INFORMATION PROVIDED:
PR #164, opened 2026-06-26
fix: Mostro node selection now takes effect, persists, and refreshes the order book

### LINKED ISSUE #158: Mostro node change does nothing — pubkey does not persist, does not rehydrate, does not refresh subscriptions
**Milestone:** 1 — Bug fixes (correctness)
**Type:** bug / protocol
**Priority:** high
**Blocks:** Multi-Mostro node management (M5).

**Symptom**
In the node selector the user pastes the pubkey of the desired node and **nothing changes** — the order book continues to show data from the previous node.

**Diagnosis (verified): three defects that compound**
The selector calls `setMostroPubkey(pubkey)` (`mostro_node_selector.dart:93`) — never `setMostroNode` (which has no caller in the UI). `set_mostro_pubkey` (`settings.rs:190`) does **one thing**: it writes `static ACTIVE_MOSTRO_PUBKEY` in memory (`config.rs:42`). From there:

1. **Subscriptions are not refreshed (TODO #93 — visible symptom).** `subscribe_order_and_dm_feeds` (`relay_pool.rs:158`) reads `active_mostro_pubkey()` exactly **once** at startup and pins the filter with `.author(old_pubkey)`. Changing the pubkey does not re-run the subscription → the order book (38383) and the Mostro replies (kind 14) keep filtering by the **old** node. You see nothing from the new node.
2. **Half-changed (confusing).** Outgoing actions (create/take order, `orders.rs:490/688/815...`) **do** read `active_mostro_pubkey()` fresh → they target the new node. But the inbound side stays pinned to the old node → looks broken in a half-changed way.
3. **Does not persist + does not rehydrate.** `set_mostro_pubkey` does **not** write to DB (only `set_mostro_node` would, and nobody calls it). And **nothing at startup** loads the persisted node into `ACTIVE_MOSTRO_PUBKEY` (initialized to `None` → falls back to the compiled default; `main.dart` only calls `initDb`). Any change is lost on relaunch.

**Fix (three parts)**
- **Refresh subscriptions** when the node changes: unsubscribe the old author-pinned filters and re-run `subscribe_order_and_dm_feeds` + the orders/DM subs with the new pubkey *(TODO #93)*.
- **Persist** the selection: the selector should go through a path that writes to DB (`set_mostro_node`), or `set_mostro_pubkey` should also persist.
- **Rehydrate at startup**: in init, load the persisted active node (`get_active_mostro_node`) into `ACTIVE_MOSTRO_PUBKEY` so the change survives relaunch.

This bug must be fixed before Multi-Mostro node management (M5) becomes usable.

Catrya:
fix #158 
Selecting a Mostro node in Settings did nothing: the order book kept showing the previous node. Three compounding defects:

1. **No refresh** — the inbound subscriptions (Kind 38383 order book + Kind 14 Mostro replies) were author-pinned to thribed.
2. **Half-changed** — outgoing actions readthey targeted the new node), while the inboun.
3. **No persistence / rehydration** — the smemory override; it was never written to the DB nor loaded at startup, so any change was lost on relaunch.

## Approach

Single source of truth = the active node's **pubkey** (identity); node metadata (kind 0 / 38385) is a separate concern defe One activation entry, `set_active_mostro_node(p updates the override, and re-targets the live subscriptions. The switch is purely local (no daemon messages), matching v1 behavior.

Notable design points:
- Re-subscribe with **stable subscription IDs** so a switch replaces the old author-pinned filters in place (no leakedrt); the long-lived loop resolves the active node per event.
- nostr-sdk suppresses already-seen events ream, so returning to a previously-visited node would show an empty book. The switch therefore **refetches** the node's currenraw message channel, not subject to that dedup) and feeds them through the same ingestion path as live events.

## Out of scope (later / M5)
Relay auto-discovery (kind 10002 sync), full session recovery, and guarding a switch made mid-trade. No relay state is changed on switch.

### DIFF
--- a/lib/features/settings/widgets/mostro_node_selector.dart
+++ b/lib/features/settings/widgets/mostro_node_selector.dart
@@ -63,13 +63,13 @@ class _MostroNodeSelectorState extends ConsumerState<MostroNodeSelector> {
     final previous = ref.read(mostroPubkeyProvider);
     ref.read(mostroPubkeyProvider.notifier).state = _defaultMostroPubkey;
     try {
-      await settings_api.setMostroPubkey(pubkey: null);
+      await settings_api.setActiveMostroNode(pubkey: _defaultMostroPubkey);
       if (!mounted) return;
       _controller.clear();
       setState(() => _errorText = null);
       Navigator.of(context).pop();
     } catch (e) {
-      debugPrint('[MostroNodeSelector] setMostroPubkey(null) failed: $e');
+      debugPrint('[MostroNodeSelector] setActiveMostroNode(default) failed: $e');
       ref.read(mostroPubkeyProvider.notifier).state = previous;
       if (!mounted) return;
       setState(() => _errorText = 'Failed to reset node');
@@ -90,11 +90,11 @@ class _MostroNodeSelectorState extends ConsumerState<MostroNodeSelector> {
     final previous = ref.read(mostroPubkeyProvider);
     ref.read(mostroPubkeyProvider.notifier).state = pubkey;
     try {
-      await settings_api.setMostroPubkey(pubkey: pubkey);
+      await settings_api.setActiveMostroNode(pubkey: pubkey);
       if (!mounted) return;
       Navigator.of(context).pop();
     } catch (e) {
-      debugPrint('[MostroNodeSelector] setMostroPubkey failed: $e');
+      debugPrint('[MostroNodeSelector] setActiveMostroNode failed: $e');
       ref.read(mostroPubkeyProvider.notifier).state = previous;
       if (!mounted) return;
       setState(() => _errorText = 'Invalid pubkey or bridge error');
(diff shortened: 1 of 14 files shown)


Catrya:
@coderabbitai review

Catrya:
The entire IndexedDB backend is currently stubbed: all 29 `Storage` trait methods
(orders, trades, identity, trade keys, relays, queued messages, etc.) return
`Ok(())` / `Ok(None)` without persisting. So on web, *nothing* survives a reload
today — node selection is just one of many. The new `save/get_active_mostro_pubkey`
methods follow that exact pattern (warn + `Ok`), and the runtime warning already
surfaces the limitation.

Implementing only these two methods wouldn't make web actually work: identity,
trade keys, trades, and relays would still not persist, so the app can't function
across a web reload regardless. Making it real means implementing the IndexedDB
backend wholesale, which is well outside the scope of this node-selection bugfix.

Native (SQLite) persistence — the target platform for this change — works and is
covered by a round-trip test here. I'd prefer to track web persistence as its own
effort rather than implement it piecemeal illow-up
issue for "Implement the IndexedDB Storage  that's
useful.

YOUR OBJECTIVE:
Check each line above for the string "persistence" and copy every line that has it.

REPLY:
3. **No persistence / rehydration** — the smemory override; it was never written to the DB nor loaded at startup, so any change was lost on relaunch.
Native (SQLite) persistence — the target platform for this change — works and is
covered by a round-trip test here. I'd prefer to track web persistence as its own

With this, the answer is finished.